---------- Exercise data

PR #859, opened 2015-06-11
-Updated reicast.sh installation script to pull from my latest branch…

free5ty1e:
…, which has been rebased from the latest upstream master and has additional improvements and features: (see post here for details: http://blog.petrockblock.com/forums/topic/configuring-controllers-in-reicast/page/2/#post-99514 )

* Launch script now runs emulator and the fallback file allocation for rpi2 from tmpfs in memory instead of performing lengthy SD writes mid-emulation (which was causing long freezes in gameplay and general overall slowdown)
* Controller mapping via emu.cfg is now a reality, individually for different controllers for different players
* Basic multiplayer is now implemented!
* 8 VMUs are now connected!
* VMUs and emu.cfg and BIOS files now all reside in home folder /home/pi/.reicast and .reicast/data/ for the BIOS files
* More improvements but I forget ATM

### DIFF
--- a/scriptmodules/emulators/reicast.sh
+++ b/scriptmodules/emulators/reicast.sh
@@ -18,7 +18,7 @@ function depends_reicast() {
 }
 
 function sources_reicast() {
-    gitPullOrClone "$md_build" https://github.com/gizmo98/reicast-emulator.git skmp/rapi2-audiofix
+    gitPullOrClone "$md_build" https://github.com/free5ty1e/reicast-emulator.git free5ty1e/rpi2/retropie-reicast-updated
 }
 
 function build_reicast() {
@@ -40,13 +40,25 @@ function install_reicast() {
 function configure_reicast() {
     mkRomDir "dreamcast"
 
-    # create bios dir. Copy dc_boot.bin and dc_flash.bin there.
-    mkdir $md_inst/data
+    # Create home VMU, cfg, and data folders. Copy dc_boot.bin and dc_flash.bin to the ~/.reicast/data/ folder.
+    mkdir -p "$home/.reicast/data"
 
     cat > $md_inst/reicast.sh << _EOF_
 #!/bin/bash
-pushd $md_inst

--------------------

▶ Task to carry out
Scan the data for the word "function" and copy every line where it shows up.

▶ Solution to the exercise
@@ -18,7 +18,7 @@ function depends_reicast() {
 function sources_reicast() {
 function build_reicast() {
@@ -40,13 +40,25 @@ function install_reicast() {
 function configure_reicast() {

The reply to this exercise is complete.